My mother was not a disciplinarian. She admits she had no idea how to raise kids, and although she was terrified at times of her ignorance, she never charged down to the library to take a book out either. Instead she winged it, easy-going and social, chatting up the other moms at the pool or the trike thruway in the hallway if we made her delay naps a little longer. We did, after all, siesta for hours every afternoon until we started kindergarten, or so she tells the story. She couldn't deny us much because we were huge and enormously cute. Willful. Creative. Tandem Terrors.

We loved her with a fierce kind of loyalty that has never faded, because that's how she loved us. Like even in total hellion mode we amused her and gave her tiny shivers of joy.  We were reckless; I lost most of my front teeth doing flips from that flowered couch, but that kind of daring came from her first. She was the first mom I knew to get an "inch cut" at the hairdresser's, and tried out three or fours (was it six?) kinds of jobs figuring out what to do with her sociology degree.

In the 60's she regularly dragged her two fifty-pound babies in a carriage down to the Washington Mall during the Poor People's Campaign to help feed those living in the mud city. In the 70's she taught Head Start, and sold real estate and worked as a bank teller and even when she was tired she'd take us to the beach after work because she loved the water and wanted us to be strong swimmers. Of course we were. Kevin lifeguarded summers and I was a swim team captain, not because she expected it, but because she encouraged us to try something she loved.

In the 80's she became a credit union manager, and then president. A single mom with a busy career but she called us on the phone all afternoon if she thought we were fighting. Told us to cut it out, over and over. Then forgot all that and came home and kissed us and made dinner and asked about our days.

Most kids would resist her but anything she asked when she cupped my face and kissed me I would pretty much give her flat-out. She had a way of showing her love and not asking for much in return that was highly effective. I still can't keep a secret from her, even when her expression says she doesn't want to know.

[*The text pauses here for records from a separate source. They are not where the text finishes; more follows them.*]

PR #2333, opened 2023-11-21
feat(FN-976): download utilisation reports

toddym42:
## Ticket

[FN-976](https://ukef-dtfs.atlassian.net/browse/FN-976)

## Introduction

When banks upload utilisation reports they are saved to Azure Storage. There is an existing page (`/previous-reports`) that allows you to view previously uploaded reports, but currently clicking on a report does nothing. This change implements the functionality to download the CSV report when clicked.

## Resolution

* Add `utilisation-report-download` GET routes to `portal` and `portal-api`. This route includes the word `download` to distinguish from fetching utilisation report details we have stored in the `utilisationReport` collection of the MongoDB database.
* The routes also include the `bankId`, which needs to match the user's bank. The `bankId` is used as the folder name in Azure Storage, so if the user requests a file for a bank other than their own then it will not be found.
* The routes also include the MongoDB ID of the report details, which is used to fetch metadata about the file, such as the filename and mimetype.

## To Do

This ticket relies on functionality implemented in [FN-976](https://ukef-dtfs.atlassian.net/browse/FN-967) (uploading a utilisation report). This PR will be rebased again once [the PR for FN-967](https://github.com/UK-Export-Finance/dtfs2/pull/2328) has been merged into `main-stbr`.


dtfs-central-api/src/v1/controllers/utilisation-report-service/get-utilisation-report.controller.js
```diff
@@ -0,0 +1,21 @@
...
+
+    if (!utilisationReport) {
+      return res.status(404).send();
+    }
+
+    return res.status(200).send(utilisationReport);
+  } catch (error) {
+    const errorMessage = `Failed to get utilisation report with _id '${_id}'`;
+    console.error(errorMessage, error);
+    return res.status(500).send(errorMessage);
```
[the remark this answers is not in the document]
toddym42: `_id` is validated in middleware.

portal/server/api.js
```diff
@@ -871,17 +871,23 @@
   return response.data;
 };
 
+const downloadUtilisationReport = async (userToken, bankId, _id) => {
+  const response = await axios.get(`${PORTAL_API_URL}/v1/banks/${bankId}/utilisation-report-download/${_id}`, {
+    responseType: 'stream',
+    headers: { Authorization: userToken },
+  });
```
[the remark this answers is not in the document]
toddym42: `bankId` and `_id` values are validated in middleware.

portal-api/src/v1/api.js
```diff
@@ -302,6 +302,23 @@
...
 
+const getUtilisationReportById = async (_id) => {
+  try {
+    if (!isValidMongoId(_id)) {
+      throw new Error(`Invalid MongoDB _id provided: '${_id}'`);
+    }
+
+    const response = await axios.get(`${DTFS_CENTRAL_API_URL}/v1/portal/utilisation-reports/${_id}`, {
+      headers: headers.central,
+    });
```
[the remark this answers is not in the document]
toddym42: `_id` is validated in middleware.

dtfs-central-api/src/v1/controllers/utilisation-report-service/get-utilisation-report.controller.js
```diff
@@ -0,0 +1,21 @@
...
+    const utilisationReport = await getUtilisationReportDetailsById(_id);
+
+    if (!utilisationReport) {
+      return res.status(404).send();
+    }
+
+    return res.status(200).send(utilisationReport);
+  } catch (error) {
+    const errorMessage = `Failed to get utilisation report with _id '${_id}'`;
+    console.error(errorMessage, error);
```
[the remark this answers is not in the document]
toddym42: `_id` is validated in middleware.

portal-api/src/v1/api.js
```diff
@@ -302,6 +302,23 @@
...
+
+    return response.data;
+  } catch (error) {
+    console.error(`Unable to get utilisation report with MongoDB _id '${_id}'`, error);
```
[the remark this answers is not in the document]
toddym42: `_id` is validated in middleware.

dtfs-central-api/api-tests/mocks/utilisationReports.js
```diff
@@ -0,0 +1,19 @@
...
+
+const MOCK_UTILISATION_REPORT = {
+  bank: {
+    id: MOCK_BANKS.HSBC.id,
+    name: MOCK_BANKS.HSBC.name,
+  },
+  month: 11,
+  year: 2023,
+  dateUploaded: new Date('2023-11-15'),
+  path: 'report.csv',
```
ChristianMcc, line 12: will this need updating between your and francesca's work?

dtfs-central-api/src/services/repositories/utilisation-reports-repo.test.js
```diff
@@ -1,4 +1,4 @@
-const { saveUtilisationReportDetails, getUtilisationReportDetails } = require('./utilisation-reports-repo');
+const { saveUtilisationReportDetails, getUtilisationReportDetailsByBankId } = require('./utilisation-reports-repo');
```
ChristianMcc, line 1: Shall we add a super simple test to this file testing the collection is called with the right ID?

dtfs-central-api/src/v1/routes/portal-routes.js
```diff
@@ -892,4 +893,37 @@ portalRouter.route('/gef/mandatory-criteria/version/:version').get(mandatoryCrit
...
+ *                 - type: object
+ *                   properties:
+ *                     _id:
+ *                       example: 123456abc
+ *       400:
+ *         description: Bad request
+ *       404:
+ *         description: Not found
+ */
+portalRouter.route('utilisation-reports/:_id').get(getUtilisationReportController.getUtilisationReportById);
```
ChristianMcc, line 927: from your other comments I think I was expecting the _id validation to happen here?

portal-api/api-tests/insertUtilisationReportDetails.js
```diff
@@ -4,13 +4,13 @@ const { DB_COLLECTIONS } = require('./fixtures/constants');
 const insertOneUtilisationReportDetails = async (report) => {
   console.info('inserting one utilisation report details');
   const collection = await db.getCollection(DB_COLLECTIONS.UTILISATION_REPORTS);
-  await collection.insertOne(report);
+  return collection.insertOne(report);
```
ChristianMcc, line 7: I have a preference for explicitly awaiting in the low down functions like here so it's clear to the reader what the asynchronous part of the function is. In this case it makes no difference as it's the last line and there aren't any other processes happening after it but if anyone was to add anything it could be weird behaviour if they forget to put an await back in.

Aware in this case it's more of a style nitpick than a behaviour nitpick - if you have any reasons on why you prefer what you've done would be keen to hear them!

portal-api/api-tests/insertUtilisationReportDetails.js
```diff
@@ -4,13 +4,13 @@ const { DB_COLLECTIONS } = require('./fixtures/constants');
...
 };
 
 const insertManyUtilisationReportDetails = async (reports) => {
   console.info('inserting many utilisation report details');
   const collection = await db.getCollection(DB_COLLECTIONS.UTILISATION_REPORTS);
-  await collection.insertMany(reports);
+  return collection.insertMany(reports);
```
ChristianMcc, line 13: ditto

portal-api/src/v1/routes.js
```diff
@@ -251,7 +251,18 @@ authRouter
...
+  );
+
+authRouter
+  .route('/banks/:bankId/utilisation-report-download/:_id')
+  .get(
+    validateUserHasAtLeastOneAllowedRole({ allowedRoles: [PAYMENT_REPORT_OFFICER] }),
+    bankIdValidation,
+    handleValidationResult,
+    validateUserAndBankIdMatch,
+    validateMongoId,
```
ChristianMcc, line 264: we're calling this after the handleValidationResult so we won't handle any validation errors from this here

ChristianMcc (commented):
Leaving some comments, haven't finished reviewing it but hope these are still helpful!

portal/server/routes/middleware/validateMongoId/index.js
```diff
@@ -0,0 +1,20 @@
...
+ */
+const validateMongoId = (req, res, next) => {
+  const { _id } = req.params;
+
+  if (!isValidMongoId(_id)) {
+    return res.redirect('/not-found');
+  }
+
+  return next();
+};
```
JoshBinns2000, line 18: This is the middleware that validates `_id` @ChristianMcc

portal/server/routes/utilisation-report-service/utilisation-report-download/index.js
```diff
@@ -0,0 +1,16 @@
...
+const { PAYMENT_REPORT_OFFICER } = require('../../../constants/roles');
+const { getReportDownload } = require('../../../controllers/utilisation-report-service');
+
+const router = express.Router();
+
+router.get(
+  'banks/:bankId/utilisation-report-download/:_id',
+  [validateToken, validateRole({ role: [PAYMENT_REPORT_OFFICER] })],
+  validateBankIdForUser,
+  validateMongoId,
```
JoshBinns2000, line 12: And this is where the middleware is implemented @ChristianMcc

portal/templates/utilisation-report-service/previous-reports/previous-reports.njk
```diff
@@ -28,10 +28,15 @@
                 {% else %}
                     <p class="govuk-body" data-cy="paragraph">Reports are downloaded as CSV files.</p>
                     <ul class="govuk-list">
-                        {% for item in reports %}
+                        {% for report in reports %}
```
JoshBinns2000, line 31: Why this change?

portal/server/routes/middleware/validateMongoId/index.js
```diff
@@ -0,0 +1,20 @@
+const { isValidMongoId } = require('../../../validation/validate-ids');
+
+/**
+ * Redirects the user to '/not-found' if an invalid MongoDB '_id' path param is
+ * provided
+ * @param {object} req - The request object
+ * @param {object} res - The response object
+ * @param {Function} next - The next middleware function
```
JoshBinns2000, line 8: I've started using different types for these as of late just because we know this is using express:
```
* @ param {import('express').Request} req - Express request object
* @ param {import('express').Response} res - Express response object
* @ param {import('express').NextFunction} req - Express next function
```

JoshBinns2000: There are a few more places where the JSDocs have been written like this in this PR, so if you agree with me then don't forget to change it in those places too :)

portal/server/routes/middleware/validateMongoId/index.js
```diff
@@ -0,0 +1,20 @@
...
+ */
+const validateMongoId = (req, res, next) => {
+  const { _id } = req.params;
+
+  if (!isValidMongoId(_id)) {
+    return res.redirect('/not-found');
+  }
```
JoshBinns2000, line 15: I don't know if this is in the scope of this ticket, but are we supposed to redirect to 'not-found'? Won't this render a page that says 'Page not found' but it's actually an error of the file not existing rather than the page not being found? I'd be expecting to see an error on the page saying "File does not exist" or something like that, but I'm not fully sure what the intended behaviour is

portal/server/routes/middleware/validateBankIdForUser/index.js
```diff
@@ -0,0 +1,19 @@
...
+ * @param {object} res - The response object
+ * @param {Function} next - The next middleware function
+ */
+const validateBankIdForUser = (req, res, next) => {
+  const { user } = req;
+  const { bankId } = req.params;
+
+  if (user.bank.id !== bankId) {
+    return res.redirect('/not-found');
+  }
```
JoshBinns2000, line 14: Same comment as below for this redirect

JoshBinns2000 (commented):
Left a few comments. I put two in to point out where the validation of the `_id` mongo parameter happens for @ChristianMcc, and a few others about JSDocs and the middleware redirect behaviour

francescastocco (commented):
Looks good :)

portal/server/routes/middleware/validateMongoId/index.js
toddym42: Agreed, this is much better. We'll need to add `@types/express` to the project though for the IDE to actually recognise these types and give us some type safety and auto-complete. Will add as part of this PR 👍

portal/server/routes/middleware/validateMongoId/index.js
toddym42: I think the only case of this happening would be if the user manually entered the URL, so I think it's fair to redirect to `/not-found` in that case. There is precedent for this in `validateBank` which validates to `/not-found` when that check fails.

I think we do need to validate here to prevent the user entering something dodgy which then gets included in the upstream request to the portal-api.

Again, there is some inconsistency though where some validators at the UI server level will handle the result themselves, and others (such as `virusScanUpload`) will just set some `res.locals` value and let the controller handle the result. I guess that's more useful in the case where we want to show a specific page.

@ChristianMcc - might need your steer on this one. Would be good to discuss when you have time.

portal/templates/utilisation-report-service/previous-reports/previous-reports.njk
toddym42: `report` is more descriptive.

portal/server/routes/middleware/validateMongoId/index.js
ChristianMcc: Few points before I give a full answer:
- Definitely need to validate this as you said
- In the virusScanUpload etc. we mainly do this where we want to give custom error messages or errors that are likely to happen and need to stay on the same page

For this one I'm a little torn between routing to `/not-found` or not re-routing and just returning 'something went wrong' page. Given we should be confident in our system that we wouldn't give bad links then inclined to agree with Mike that this is only hit by manually entering a bad URL so I'll probably stick with this `not-found` approach!

JoshBinns2000 (approved):
Happy with the discussions around the comments I made :)

portal/server/api.js
```diff
@@ -871,17 +871,23 @@ const getDueReportDatesByBank = async (token, bankId) => {
   return response.data;
 };
 
+const downloadUtilisationReport = async (userToken, bankId, _id) => {
```
ChristianMcc, line 874: while it's already validated earlier and so is useless I'm semi thinking we add bankId validation here as it's in every function in this file as an SSRF fail safe. Reckon that's overkill or helpful for someone reading this in the future thinking it's missing?

portal-api/src/v1/controllers/utilisation-report-service/utilisation-report-download.controller.js
```diff
@@ -0,0 +1,58 @@
...
+
+    const bufferedFile = await fileshare.readFile({
+      fileshare: FILESHARES.UTILISATION_REPORTS,
+      folder: bankId,
+      filename,
+    });
+
+    if (bufferedFile.error) {
+      console.error(`Failed to get utilisation report for download with _id '${_id}' from Azure Storage`, bufferedFile.error);
+      return res.status(404).send();
```
ChristianMcc, line 41: Do we know it doesn't exist here?
I think I'd go more for if we get no hit on the database metadata then we 404 as it not existing otherwise it's a 500 as something went wrong but we think the file should exist

ChristianMcc (changes requested):
Nice work, few minor comments to go with your rebasing :)

portal/api-tests/utilisation-report-routes.api-test.js
```diff
@@ -0,0 +1,35 @@
...
+  validateToken: () => true,
+}));
+
+const { withRoleValidationApiTests } = require('./common-tests/role-validation-api-tests');
+const app = require('../server/createApp');
+const { get } = require('./create-api').createApi(app);
+const { ROLES } = require('../server/constants');
+const MOCK_BANKS = require('../test-helpers/mock-banks');
+
+describe('utilisation-report routes', () => {
```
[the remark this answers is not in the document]
toddym42: I think so.

portal/server/routes/utilisation-report-service/utilisation-report-download/index.js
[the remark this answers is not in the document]
toddym42: None of these validators currently use `express-validator` so `handleValidation` isn't currently need. We don't currently have thehave the `handleValidation` function in this project, and I guess this is because we're in the UI layer so wouldn't just return a `400` status response along with the errors. We would instead need to do a redirect, or render an error page, and this might be different depending on the particular validation handler. What do you think?

portal/server/api.js
toddym42: Yeah, I didn't add as it's already in the route handler. For that reason I probably wouldn't duplicate here, but I can see the argument for being safe too, so happy to go with your call on this. Let me know.

ChristianMcc: Hmm, I think leave as it is, validation at the router level is the better approach anyway so I guess we should move towards that!

portal/server/routes/utilisation-report-service/utilisation-report-download/index.js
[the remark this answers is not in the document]
ChristianMcc: Ah I've just seen validateMongoId and us in portal not portal-api. As it's just all going to not found and we don't need good errors that's fine - ignore my previous comment.
Could I get you to add in a console.warn or something on both the mongoId/bankId validation so we have a record of it happening in logs please?

portal-api/src/v1/controllers/utilisation-report-service/utilisation-report-download.controller.js
toddym42: Yeah, makes sense. This could be any error here so will update to the generic 500 👍

ChristianMcc (approved):
Lovely work!

ChristianMcc (approved):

She taught us how to read emotions because her face was so open. Laughing loud when she was happy, slitting her eyes when she was pissed in a look that never scared us but did get our attention. Blank when she felt defeated so we wouldn't worry, reserved when she was generous shopping because money was never-quite-there. When she was fed-up she had the perfect "fuck-it" flip of her chin. On a bad day she sometimes needed a hug herself.

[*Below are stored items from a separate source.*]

PR #2337, opened 2023-11-22
feat(FN-1041): add report period details to TFM 'Bank reports' screen

toddym42:
## Ticket

[FN-1041](https://ukef-dtfs.atlassian.net/browse/FN-1041)

## Introduction

The "Bank reports" screen in TFM should show show details of the current utilisation report reporting period, and the date that this month's report is due.

## Resolution

* Add a basic page outline for the "Bank reports" page and add a link to the nav bar
* Add API calls through TFM UI -> TFM API -> External API to get details of UK bank holidays
* Use bank holiday details to calculate the current utilisation report reporting period, and the date that this month's report is due.
* Add to new "Bank reports" page

### DIFF
--- a/portal-api/src/external-api/bank-holidays.js
+++ b/portal-api/src/external-api/bank-holidays.js
@@ -11,7 +11,7 @@ const headers = {
 
 /**
  * Resolves to the response of `GET /bank-holidays` from external-api.
- * @returns {Promise<import('axios').AxiosResponse>}
+ * @returns {import('./types').BankHolidaysResponseBody}
  */
 const getBankHolidays = async () => {
   const response = await axios.get(`${EXTERNAL_API_URL}/bank-holidays`, { headers });
@@ -20,7 +20,7 @@ const getBankHolidays = async () => {
 
 /**
  * Fetches a list of bank holiday dates for the specified UK region
- * @param {'england-and-wales' | 'scotland' | 'northern-ireland'} region
+ * @param {import('./types').BankHolidayRegion} region
  * @returns {Promise<Date[]>}
  */
 const getBankHolidayDatesForRegion = async (region) => {
--- a/portal-api/src/external-api/types/bank-holidays.d.ts
+++ b/portal-api/src/external-api/types/bank-holidays.d.ts
@@ -1,0 +1,31 @@
+export type BankHolidayRegion = 'england-and-wales' | 'scotland' | 'northern-ireland';
+
+type BankHolidayEvent = {
+  /*
+   * Title of the event - e.g. 'New Year's Day'
+   */
+  title: string;
+  /*
+   * Date of the event ISO 8601 format - e.g. '2022-01-03'
+   */
+  date: string;
+  /*
+   * Additional notes about the event - e.g. 'Substitute day'
+   */
+  notes: string;
+  /*
+   * Indicates whether the bank holiday is a suitable occasion for hanging bunting
+   */
+  bunting: boolean;
+};
+
+type BankHolidayRegionEvents = {
+  division: BankHolidayRegion;
+  events: BankHolidayEvent[];
+};
+
+export type BankHolidaysResponseBody = {
+  'england-and-wales': BankHolidayRegionEvents;
+  scotland: BankHolidayRegionEvents;
+  'northern-ireland': BankHolidayRegionEvents;
+};
--- a/trade-finance-manager-ui/server/api.test.js
+++ b/trade-finance-manager-ui/server/api.test.js
@@ -1,17 +1,43 @@
-import api from './api';
-
 const axios = require('axios');
+const MockAdapter = require('axios-mock-adapter');
+const api = require('./api');
+const MOCK_BANK_HOLIDAYS = require('./test-mocks/mock-bank-holidays');
+const { getUkBankHolidays } = require('./api');
 
-jest.mock('axios');
+const mockAxios = new MockAdapter(axios);
+
+console.error = jest.fn();
 
 afterEach(() => {
   jest.clearAllMocks();
+  mockAxios.reset();
 });
 
 describe('getFacilities()', () => {
   it('returns the correct response', async () => {
-    axios.get.mockReturnValue(Promise.resolve({ data: { status: 200 } }));
+    mockAxios.onGet().reply(200);
     const response = await api.getFacilities();
     expect(response).toEqual({ facilities: [] });
+  });
+});
+
+describe('getUkBankHolidays', () => {
+  it('gets the bank holidays', async () => {
+    // Arrange
+    mockAxios.onGet().reply(200, MOCK_BANK_HOLIDAYS);
+
+    // Act
+    const response = await getUkBankHolidays('user-token');
+
+    // Assert
+    expect(response).toEqual(MOCK_BANK_HOLIDAYS);
+  });
+
+  it('throws when the api TFM API request fails', async () => {
+    // Arrange
+    mockAxios.onGet().reply(404);
+
+    // Act / Assert
+    await expect(getUkBankHolidays('user-token')).rejects.toThrowError('Request failed with status code 404');
   });
 });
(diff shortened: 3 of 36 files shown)


portal-api/src/external-api/bank-holidays.js
```diff
@@ -11,7 +11,7 @@ const headers = {
 
 /**
  * Resolves to the response of `GET /bank-holidays` from external-api.
- * @returns {Promise<import('axios').AxiosResponse>}
+ * @returns {object}
```
JoshBinns2000, line 14: Seeing as the type of bank holidays is fixed in external API, can be add a JSDoc typedef for it to use here?

trade-finance-manager-ui/server/controllers/utilisation-reports/index.js
```diff
@@ -0,0 +1,23 @@
...
+    const reportDueDate = await getFormattedReportDueDate(userToken);
+
+    return res.render('utilisation-reports/utilisation-reports.njk', {
+      activePrimaryNavigation: 'utilisation reports',
+      reportPeriod,
+      reportDueDate,
+    });
+  } catch (error) {
+    console.error('Error rendering utilisation reports page', error);
+    return res.redirect('/not-found');
```
JoshBinns2000, line 17: Can we re-introduce the 'something went wrong' page like we have in portal? Feels like `not-found` is dishonest from a user's point of view

trade-finance-manager-ui/server/helpers/date.test.js
```diff
@@ -0,0 +1,111 @@
...
+          { businessDay: 13, expectedResult: new Date('2023-11-17') },
+          { businessDay: 14, expectedResult: new Date('2023-11-20') },
+          { businessDay: 15, expectedResult: new Date('2023-11-21') },
+          { businessDay: 16, expectedResult: new Date('2023-11-22') },
+          { businessDay: 17, expectedResult: new Date('2023-11-23') },
+          { businessDay: 18, expectedResult: new Date('2023-11-24') },
+          { businessDay: 19, expectedResult: new Date('2023-11-27') },
+          { businessDay: 20, expectedResult: new Date('2023-11-28') },
+          { businessDay: 21, expectedResult: new Date('2023-11-29') },
+          { businessDay: 22, expectedResult: new Date('2023-11-30') },
```
JoshBinns2000, line 49: Do we really need all these test cases? Adding all these cases implies to me that we expect different behaviour when the `businessDay` goes into the next month (like throwing an error because the 23rd business day is December 1st). We don't do that as far as I can tell so I don't think we should have this many test cases

trade-finance-manager-ui/server/routes/index.test.js
```diff
@@ -19,14 +20,15 @@ describe('routes index', () => {
...
     expect(use).toHaveBeenCalledWith('/case', validateUser, caseRoutes);
     expect(use).toHaveBeenCalledWith('/deals', validateUser, dealsRoutes);
     expect(use).toHaveBeenCalledWith('/facilities', validateUser, facilitiesRoutes);
     expect(use).toHaveBeenCalledWith('/feedback', feedbackRoutes);
     expect(use).toHaveBeenCalledWith('/thank-you-feedback', feedbackThankYouRoutes);
     expect(use).toHaveBeenCalledWith('/user', userRoutes);
+    expect(use).toHaveBeenCalledWith('/utilisation-reports', validateUser, utilisationReportsRoutes);
     expect(use).toHaveBeenCalledWith('/', footerRoutes);
   });
 });
```
JoshBinns2000, line 34: I really dislike these test files as they feel redundant, but I suppose we can't really remove them at the moment

trade-finance-manager-ui/server/routes/utilisation-reports/index.test.js
```diff
@@ -0,0 +1,19 @@
...
+  afterEach(() => {
+    jest.resetAllMocks();
+  });
+
+  it('should setup routes with controllers', () => {
+    expect(get).toHaveBeenCalledTimes(1);
+
+    expect(get).toHaveBeenCalledWith('/', getUtilisationReports);
+  });
+});
```
JoshBinns2000, line 19: Should we even bother adding this test? I know it is done in the other files but I don't see the point in adding them for our new stuff (other than to remain consistent, which I think isn't a good enough reason when the test is this redundant)

trade-finance-manager-ui/server/services/utilisation-report-service.js
```diff
@@ -0,0 +1,49 @@
...
+/**
+ * Fetches a list of bank holiday dates for the specified UK region
+ * @param {string} userToken - Token to validate session
+ * @param {'england-and-wales' | 'scotland' | 'northern-ireland'} region
+ * @returns {Promise<Date[]>}
+ */
+const getBankHolidays = async (userToken, region) => {
+  const bankHolidays = await api.getUkBankHolidays(userToken);
+  return bankHolidays[region].events.map((event) => new Date(event.date));
+};
```
JoshBinns2000, line 15: Could we maybe make it so that `region` is instead an array of `regions` so that, if you wanted, you could get the holidays for england and wales and northern island in the same call of this function?

trade-finance-manager-ui/templates/_partials/primary-navigation.njk
```diff
@@ -4,22 +4,30 @@
...
         href: "/facilities",
         active: (activePrimaryNavigation === 'all facilities'),
         attributes: {
           "data-cy": "all-facilities-link"
         }
-    }
+      }
     ]
   }) }}
 {% endif %}
```
JoshBinns2000, line 33: Just in case anyone comments on these changes - I'm updating it all in FN-1404 (specifically only rendering certain navItems depending on the user team)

Am I like this too? Yup, pretty much, coach. Same game, just a variations on plays.

Until all the patterns are set as an adult you never see how much of your life is that of an imprinted duckling, making minor detours but largely following right behind whichever duck or swan claims you. So on the day I was born I know Lucie felt lucky but life actually works in reverse. That day I was given a whip-smart, scared shitless, miracle of a mom as my guide to life.

Today's her birthday. How could I ever top that gift?

I found her a card that played Louis Armstrong singing "What A Wonderful World" and made her a lemon cake and gave her an elephant lamp. Kevin brought chili dogs and beer to her big family picnic and gave her a sweatshirt with his son's baseball number and name for when she's in the stands. She cried like she always does, so so happy with such thoughtful gifts and to have us living nearby with our families and that we're still such good kids.

Seriously, Mom, how else could we turn out?

But you're welcome of course, because yes, you taught us manners.